If you do want to do a self-exam to find lumps, here are two starter guides. Note that they’re both cis-centric and make assumptions about someone’s gender based upon their body parts.
- How to do a breast self-exam (note: article associates breasts with womanhood)
- How to do a testicular self-exam (note: article associates testicles with manhood)
5. Masturbate (Without Orgasming)
Many people masturbate not as an act of self-care, but as an act of maintenance — by trying to reach orgasm as quickly as possibly, potentially with as little touch as possible. Masturbation isn’t just about having an orgasm, though, and masturbation just for the sake of feeling good is highly underrated.
So, grab a bottle of lube and get comfortable spending some time with your hands on your body. Rather than going straight for the things that you know will get you off, spend some time languishing in sensual touch. What types of touch feel really good, and where? What doesn’t feel less good? What surprises you? What do you want more of?

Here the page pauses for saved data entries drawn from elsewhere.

PR #454, opened 2019-08-01
ingressStatus: iningress list, parse resourceid, fixtures

akshaysngupta:
This is a small PR part of https://github.com/Azure/application-gateway-kubernetes-ingress/pull/335


pkg/appgw/types.go
```diff
@@ -8,7 +8,7 @@ package appgw
 import (
 	"github.com/Azure/application-gateway-kubernetes-ingress/pkg/environment"
 	"github.com/knative/pkg/apis/istio/v1alpha3"
-	"k8s.io/api/core/v1"
+	v1 "k8s.io/api/core/v1"
```
delqn: You shouldn't need the `v1` alias here.

PR #466, opened 2019-08-07
add clusterid in AppGw Tags

akshaysngupta:
This PR adds a cluster resource id tag to Application gateway resource.
 This tag is derived from the provider ID of the node which is set by the cloud provider.
We expect the provider ID to of the format
`/subscriptions/subid/resourcegroup/MC_resgp_aksresname/providers/Microsoft.Compute/virtualmachines/vm`
which is converted to aks resourceId.
image

### DIFF
--- a/pkg/appgw/appgw_test.go
+++ b/pkg/appgw/appgw_test.go
@@ -24,6 +24,7 @@ import (
 	"k8s.io/client-go/tools/record"
 
 	"github.com/Azure/application-gateway-kubernetes-ingress/pkg/annotations"
+	"github.com/Azure/application-gateway-kubernetes-ingress/pkg/aztags"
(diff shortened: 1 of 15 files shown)


pkg/k8scontext/types.go
```diff
@@ -22,6 +22,7 @@ type InformerCollection struct {
 	AzureIngressProhibitedTarget cache.SharedInformer
 	IstioGateway                 cache.SharedIndexInformer
 	IstioVirtualService          cache.SharedIndexInformer
+	Nodes                        cache.SharedIndexInformer
```
delqn: We are adding informers for Nodes only to get cluster ID.
We need to fetch the cluster ID once; Adding these informers here has long-term impact on the performance of AKS.
What if we came up with a different way to get a unique identifier for the cluster?
We could do something as simple as using the API host.

PR #471, opened 2019-08-12
Check probe port is service port before using it

### LINKED ISSUE #470: Auto generated health probes do not work with kubernetes sidecar pattern
**Describe the bug**
Auto generated health probes do not work with kubernetes sidecar pattern.

Assuming we have a container exposing some service at some port, and does not have a health check endpoint. Thus we spin up another companion container, implementing custom logic, and provide a health check endpoint at another port. Since the health check port is for internal use, we do not expose it through service and ingress.

**To Reproduce**

`kubectl apply -f /dev/stdin << EOF`

```yml
apiVersion: apps/v1
kind: Deployment
metadata:
  name: some-server
spec:
  selector:
    matchLabels:
      app: some-server
  template:
    metadata:
      labels:
        app: some-server
    spec:
      containers:
      - name: nginx
        image: nginx:1.17
        ports:
          - containerPort: 80
        livenessProbe:
          httpGet:
            path: /healthz
            port: 8080
      - name: healthz
        image: gcr.io/google-containers/exechealthz-amd64:v1.3.0
        args:
          - -cmd
          - "true"
        ports:
          - containerPort: 8080
---
apiVersion: v1
kind: Service
metadata:
  name: some-service
spec:
  selector:
    app: some-server
  ports:
  - port: 80
---
apiVersion: extensions/v1beta1
kind: Ingress
metadata:
  name: some-ingress
  annotations:
spec:
  rules:
  - host: appgw.lan
    http:
      paths:
      - path: /
        backend:
          serviceName: some-service
          servicePort: 80
```

```
EOF
```

**Ingress Controller details**

0.7.1 (ef0838a), self built.

pallxk:
This is an attempt to fix #470, which checks health probe port is exposed by related service.


akshaysngupta:
Closing in favor of https://github.com/Azure/application-gateway-kubernetes-ingress/pull/482

PR #478, opened 2019-08-15
brownfield: Adding more brownfield tests

delqn:
This PR adds more tests to `pkg/brownfield`

Redirects definitely needs more work. Would like to merge the fixtures PR (https://github.com/Azure/application-gateway-kubernetes-ingress/pull/476) to avoid merge conflicts (or semantic merge conflicts)


pkg/brownfield/http_settings_test.go
```diff
@@ -6,13 +6,28 @@
...
+
+	n "github.com/Azure/azure-sdk-for-go/services/network/mgmt/2018-12-01/network"
 	. "github.com/onsi/ginkgo"
 	. "github.com/onsi/gomega"
 
 	ptv1 "github.com/Azure/application-gateway-kubernetes-ingress/pkg/apis/azureingressprohibitedtarget/v1"
 	"github.com/Azure/application-gateway-kubernetes-ingress/pkg/tests/fixtures"
 )
 
+type mockLogger struct {
```
akshaysngupta: is this supposed to be in a different file ?

delqn: It would actually make sense to move it somewhere in the pkg/tests namespace

delqn: Moved to `pkg/tests/mocks`

akshaysngupta:
I think redirect tests can be improved.

PR #500, opened 2019-08-30
Adding a new ConfigBuilder test - wrapping all features in one test

delqn:
This PR adds a test, which is similar in nature to what we already have in `appgw_test.go`, but it actually gives you a visual of the entire JSON blob that was generated.

I need this, as I'm working on a bug, where ARM detects a missing definition of a reference.
This is not not caught by the smaller unit tests, since all components work correctly, but the final JSON has inconsistencies.

The bug manifests itself like this:
```json
I0829 20:22:17.158220    2882 process.go:130] BEGIN AppGateway deployment
I0829 20:22:17.614027    2882 utils.go:50] Saved App Gateway config to /tmp/app-gateway-config-1567135337612434400.json442945145
F0829 20:22:17.614088    2882 process.go:144] Failed applying App Gwy configuration: network.ApplicationGatewaysClient#CreateOrUpdate: Failure sending request: StatusCode=400 -- Original Error: Code="InvalidResourceReference" Message="Resource /subscriptions/xxx/resourceGroups/xxx/providers/Microsoft.Network/applicationGateways/applicationgatewayxxxx/redirectConfigurations/sslr-fl-ws.mis.li-443 referenced by resource /subscriptions/xxx/resourceGroups/xxx/providers/Microsoft.Network/applicationGateways/xxxx/urlPathMaps/url-ws.mis.li-80 was not found. Please make sure that the referenced resource exists, and that both resources are in the same region." Details=[] -- {
```
We had fixed this issue, but it reappeared with the latest refactor of request routing rules. This tells me that we need a different approach to testing -- we need tests that wrap multiple features into one test and look at the output holistically.
(This test here is a false negative - will be addressed with another PR)

I hesitate to call this here an integration test, but it closer to that than the unit-tests we have added to this repo already.


pkg/appgw/configbuilder_test.go
```diff
@@ -0,0 +1,396 @@
...
+
+			jsonBlob, err = json.MarshalIndent(into, "--", "    ")
+			Expect(err).ToNot(HaveOccurred())
+
+			jsonTxt := string(jsonBlob)
+
+			expected := `{
+--    "properties": {
+--        "backendAddressPools": [
+--            {
```
akshaysngupta: I think this backend pool is missing a backend pool. Maybe something is wrong in the setup ?

akshaysngupta:
@delqn In processIngressRule, The line `hasTLS = cert != nil` => `hasTLS = false` as cert (secret doesn't exists) is missing from the cert store.
This causes it to return two listener config both with `HTTP` protocol instead of having `HTTP` and `HTTPS`.

delqn:
@akshaysngupta your assessment aligns with mine. I'm a) testing for this here in this PR and b) adding this back w/ https://github.com/Azure/application-gateway-kubernetes-ingress/pull/501

PR #501, opened 2019-08-30
ARM reports a missing definition of a referenced resource

delqn:
This PR fixes the bug described and false-negative tested in https://github.com/Azure/application-gateway-kubernetes-ingress/pull/500

The symptom of the bug - ARM detects a missing redirect; App Gateway config references a redirect, but the actual redirect is not defined in the JSON blob we sent to ARM.

This is not not caught by the smaller unit tests, since all components work correctly, but the final JSON is inconsistent.

The bug manifests itself like this:
```json
I0829 20:22:17.158220    2882 process.go:130] BEGIN AppGateway deployment
I0829 20:22:17.614027    2882 utils.go:50] Saved App Gateway config to /tmp/app-gateway-config-1567135337612434400.json442945145
F0829 20:22:17.614088    2882 process.go:144] Failed applying App Gwy configuration: network.ApplicationGatewaysClient#CreateOrUpdate: Failure sending request: StatusCode=400 -- Original Error: Code="InvalidResourceReference" Message="Resource /subscriptions/xxx/resourceGroups/xxx/providers/Microsoft.Network/applicationGateways/applicationgatewayxxxx/redirectConfigurations/sslr-fl-ws.mis.li-443 referenced by resource /subscriptions/xxx/resourceGroups/xxx/providers/Microsoft.Network/applicationGateways/xxxx/urlPathMaps/url-ws.mis.li-80 was not found. Please make sure that the referenced resource exists, and that both resources are in the same region." Details=[] -- {
```
We had fixed this issue, but it reappeared with the latest refactor of request routing rules. To prevent this from happening, I am adding tests that a) make it obvious what the final JSON is and b) wrap multiple features into one test and look at the output holistically.

This test changed in this PR was introduced deliberately as a false negative and is now fixed to show that the bug existed and is addressed with this change.

### DIFF
--- a/docs/examples/guestbook/ing-guestbook-other.yaml
+++ b/docs/examples/guestbook/ing-guestbook-other.yaml
@@ -4,6 +4,7 @@ metadata:
   name: guestbook
   annotations:
     kubernetes.io/ingress.class: azure/application-gateway
+    appgw.ingress.kubernetes.io/backend-path-prefix: /
 spec:
   rules:
   - http:
--- a/pkg/appgw/configbuilder.go
+++ b/pkg/appgw/configbuilder.go
@@ -43,6 +43,7 @@ type memoization struct {
 	pools                        *[]n.ApplicationGatewayBackendAddressPool
 	certs                        *[]n.ApplicationGatewaySslCertificate
 	secretToCert                 *map[secretIdentifier]*string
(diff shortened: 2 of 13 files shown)


delqn:
Tagging this with do-not-merge and wip since it will cause a semantic merge conflict with https://github.com/Azure/application-gateway-kubernetes-ingress/pull/500 -- both PRs could pass independently, but together they would cause a failure.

Set a 20-minute timer for yourself and consider this a period of sensual self-exploration. At the end of your timer, if you want to cum, that’s okay – go ahead! The important part is that you enjoyed the journey that lead up to your orgasm, rather than just racing to get there.
6. Do Your Nails
You might have some extra time on your hands right now, so why not spend it practicing your manicuring skills? Rather than just going straight for the polish, create an elaborate routine. Start by scrubbing your nails, exfoliating your skin, and tidying your cuticles. Trim and file your nails. Moisturize and let the lotion set in (if you’re going to polish your nails, make sure to rid them of any oils leftover from the moisturizer first).
You can skip the polish if it’s not your thing, but if you do like nail polish, take your time doing your base coat, color layer, and top coat. As you wait for it to dry, practice some deep meditative breathing, listen to a podcast, or finally watch Love Is Blind (I’ve started it; please send help).
7. Wash Your Hands
I promise this isn’t a joke. Look, you’re probably washing your hands more than you ever have in your life. But now that the memes about songs you can sing while you wash your hands for 20 seconds have died down, you’ve probably also started to cut back the length of your hand-washing sessions a bit. Don’t worry, I’ll try not to judge.
A good hand-washing routine is basic hygiene, but that doesn’t mean it needs to be something you just do to get it done. Rather than rushing through it, massage your hands while you wash them the same way that a manicurist does when they’re doing your nails. Pay attention to the area on your palm at the base of your thumb, massage your finger joints, and do what simply feels good to you.
Maintaining your baseline for positive touch is important, so during this period of solitude, don’t shy away from fulfilling your own needs.